_ASSIGNMENT_: From start to end of the material below, restate each line exactly.

_RECORD EXCERPTS_:
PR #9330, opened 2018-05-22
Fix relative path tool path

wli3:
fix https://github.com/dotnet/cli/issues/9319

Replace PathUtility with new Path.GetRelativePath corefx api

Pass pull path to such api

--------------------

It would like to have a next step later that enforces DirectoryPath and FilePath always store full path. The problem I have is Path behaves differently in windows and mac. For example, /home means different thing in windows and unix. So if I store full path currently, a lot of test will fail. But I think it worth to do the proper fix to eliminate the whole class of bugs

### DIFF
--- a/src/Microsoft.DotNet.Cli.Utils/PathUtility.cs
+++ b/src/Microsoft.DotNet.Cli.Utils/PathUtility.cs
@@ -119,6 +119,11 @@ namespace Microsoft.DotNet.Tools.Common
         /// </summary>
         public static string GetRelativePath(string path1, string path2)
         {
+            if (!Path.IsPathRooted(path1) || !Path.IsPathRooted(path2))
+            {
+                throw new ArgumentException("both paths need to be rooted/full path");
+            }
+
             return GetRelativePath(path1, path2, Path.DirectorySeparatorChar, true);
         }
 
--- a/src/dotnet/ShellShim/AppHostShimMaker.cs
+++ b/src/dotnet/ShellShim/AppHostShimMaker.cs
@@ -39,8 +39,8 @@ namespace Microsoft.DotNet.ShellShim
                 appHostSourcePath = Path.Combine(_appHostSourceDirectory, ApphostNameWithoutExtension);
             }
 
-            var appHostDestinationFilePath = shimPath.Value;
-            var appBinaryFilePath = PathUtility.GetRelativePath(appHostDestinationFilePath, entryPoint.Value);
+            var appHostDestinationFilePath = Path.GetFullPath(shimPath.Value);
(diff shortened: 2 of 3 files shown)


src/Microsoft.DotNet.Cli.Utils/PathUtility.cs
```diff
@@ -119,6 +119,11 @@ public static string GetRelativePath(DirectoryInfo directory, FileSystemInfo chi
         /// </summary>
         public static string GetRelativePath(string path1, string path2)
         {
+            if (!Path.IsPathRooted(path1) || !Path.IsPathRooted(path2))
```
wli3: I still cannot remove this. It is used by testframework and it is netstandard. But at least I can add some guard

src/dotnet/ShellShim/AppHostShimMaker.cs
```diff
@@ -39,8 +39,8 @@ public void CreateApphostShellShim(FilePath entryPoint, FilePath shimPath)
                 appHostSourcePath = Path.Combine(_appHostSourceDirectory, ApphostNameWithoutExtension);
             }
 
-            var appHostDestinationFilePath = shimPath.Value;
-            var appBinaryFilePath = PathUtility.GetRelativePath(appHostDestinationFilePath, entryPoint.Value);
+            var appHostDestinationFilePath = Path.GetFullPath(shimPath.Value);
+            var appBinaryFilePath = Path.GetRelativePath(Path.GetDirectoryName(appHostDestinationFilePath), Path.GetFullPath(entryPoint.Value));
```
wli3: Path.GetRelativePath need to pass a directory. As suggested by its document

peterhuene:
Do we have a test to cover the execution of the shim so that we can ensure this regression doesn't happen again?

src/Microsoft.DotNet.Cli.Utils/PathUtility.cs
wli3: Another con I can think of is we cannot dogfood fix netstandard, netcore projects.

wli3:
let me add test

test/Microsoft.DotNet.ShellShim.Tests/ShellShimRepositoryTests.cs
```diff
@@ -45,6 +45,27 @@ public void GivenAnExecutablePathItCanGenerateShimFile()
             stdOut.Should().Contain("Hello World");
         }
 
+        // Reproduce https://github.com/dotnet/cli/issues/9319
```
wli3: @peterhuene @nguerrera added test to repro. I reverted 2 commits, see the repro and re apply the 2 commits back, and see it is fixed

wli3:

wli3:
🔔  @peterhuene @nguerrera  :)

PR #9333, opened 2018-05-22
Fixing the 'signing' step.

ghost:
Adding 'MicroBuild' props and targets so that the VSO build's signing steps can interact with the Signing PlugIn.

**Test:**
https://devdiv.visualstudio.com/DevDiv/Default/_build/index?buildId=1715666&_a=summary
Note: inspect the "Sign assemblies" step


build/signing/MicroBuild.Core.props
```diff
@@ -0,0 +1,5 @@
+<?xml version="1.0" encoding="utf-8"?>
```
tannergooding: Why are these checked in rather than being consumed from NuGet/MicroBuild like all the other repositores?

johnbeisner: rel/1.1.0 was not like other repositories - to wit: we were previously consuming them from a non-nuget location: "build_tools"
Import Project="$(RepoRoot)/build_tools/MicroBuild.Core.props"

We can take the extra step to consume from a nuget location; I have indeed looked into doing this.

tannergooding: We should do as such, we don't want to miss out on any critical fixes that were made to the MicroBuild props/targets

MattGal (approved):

_RESULT FOR THIS EXERCISE_:
PR #9330, opened 2018-05-22
Fix relative path tool path

wli3:
fix https://github.com/dotnet/cli/issues/9319

Replace PathUtility with new Path.GetRelativePath corefx api

Pass pull path to such api

--------------------

It would like to have a next step later that enforces DirectoryPath and FilePath always store full path. The problem I have is Path behaves differently in windows and mac. For example, /home means different thing in windows and unix. So if I store full path currently, a lot of test will fail. But I think it worth to do the proper fix to eliminate the whole class of bugs

### DIFF
--- a/src/Microsoft.DotNet.Cli.Utils/PathUtility.cs
+++ b/src/Microsoft.DotNet.Cli.Utils/PathUtility.cs
@@ -119,6 +119,11 @@ namespace Microsoft.DotNet.Tools.Common
         /// </summary>
         public static string GetRelativePath(string path1, string path2)
         {
+            if (!Path.IsPathRooted(path1) || !Path.IsPathRooted(path2))
+            {
+                throw new ArgumentException("both paths need to be rooted/full path");
+            }
+
             return GetRelativePath(path1, path2, Path.DirectorySeparatorChar, true);
         }
 
--- a/src/dotnet/ShellShim/AppHostShimMaker.cs
+++ b/src/dotnet/ShellShim/AppHostShimMaker.cs
@@ -39,8 +39,8 @@ namespace Microsoft.DotNet.ShellShim
                 appHostSourcePath = Path.Combine(_appHostSourceDirectory, ApphostNameWithoutExtension);
             }
 
-            var appHostDestinationFilePath = shimPath.Value;
-            var appBinaryFilePath = PathUtility.GetRelativePath(appHostDestinationFilePath, entryPoint.Value);
+            var appHostDestinationFilePath = Path.GetFullPath(shimPath.Value);
(diff shortened: 2 of 3 files shown)


src/Microsoft.DotNet.Cli.Utils/PathUtility.cs
```diff
@@ -119,6 +119,11 @@ public static string GetRelativePath(DirectoryInfo directory, FileSystemInfo chi
         /// </summary>
         public static string GetRelativePath(string path1, string path2)
         {
+            if (!Path.IsPathRooted(path1) || !Path.IsPathRooted(path2))
```
wli3: I still cannot remove this. It is used by testframework and it is netstandard. But at least I can add some guard

src/dotnet/ShellShim/AppHostShimMaker.cs
```diff
@@ -39,8 +39,8 @@ public void CreateApphostShellShim(FilePath entryPoint, FilePath shimPath)
                 appHostSourcePath = Path.Combine(_appHostSourceDirectory, ApphostNameWithoutExtension);
             }
 
-            var appHostDestinationFilePath = shimPath.Value;
-            var appBinaryFilePath = PathUtility.GetRelativePath(appHostDestinationFilePath, entryPoint.Value);
+            var appHostDestinationFilePath = Path.GetFullPath(shimPath.Value);
+            var appBinaryFilePath = Path.GetRelativePath(Path.GetDirectoryName(appHostDestinationFilePath), Path.GetFullPath(entryPoint.Value));
```
wli3: Path.GetRelativePath need to pass a directory. As suggested by its document

peterhuene:
Do we have a test to cover the execution of the shim so that we can ensure this regression doesn't happen again?

src/Microsoft.DotNet.Cli.Utils/PathUtility.cs
wli3: Another con I can think of is we cannot dogfood fix netstandard, netcore projects.

wli3:
let me add test

test/Microsoft.DotNet.ShellShim.Tests/ShellShimRepositoryTests.cs
```diff
@@ -45,6 +45,27 @@ public void GivenAnExecutablePathItCanGenerateShimFile()
             stdOut.Should().Contain("Hello World");
         }
 
+        // Reproduce https://github.com/dotnet/cli/issues/9319
```
wli3: @peterhuene @nguerrera added test to repro. I reverted 2 commits, see the repro and re apply the 2 commits back, and see it is fixed

wli3:

wli3:
🔔  @peterhuene @nguerrera  :)

PR #9333, opened 2018-05-22
Fixing the 'signing' step.

ghost:
Adding 'MicroBuild' props and targets so that the VSO build's signing steps can interact with the Signing PlugIn.

**Test:**
https://devdiv.visualstudio.com/DevDiv/Default/_build/index?buildId=1715666&_a=summary
Note: inspect the "Sign assemblies" step


build/signing/MicroBuild.Core.props
```diff
@@ -0,0 +1,5 @@
+<?xml version="1.0" encoding="utf-8"?>
```
tannergooding: Why are these checked in rather than being consumed from NuGet/MicroBuild like all the other repositores?

johnbeisner: rel/1.1.0 was not like other repositories - to wit: we were previously consuming them from a non-nuget location: "build_tools"
Import Project="$(RepoRoot)/build_tools/MicroBuild.Core.props"

We can take the extra step to consume from a nuget location; I have indeed looked into doing this.

tannergooding: We should do as such, we don't want to miss out on any critical fixes that were made to the MicroBuild props/targets

MattGal (approved):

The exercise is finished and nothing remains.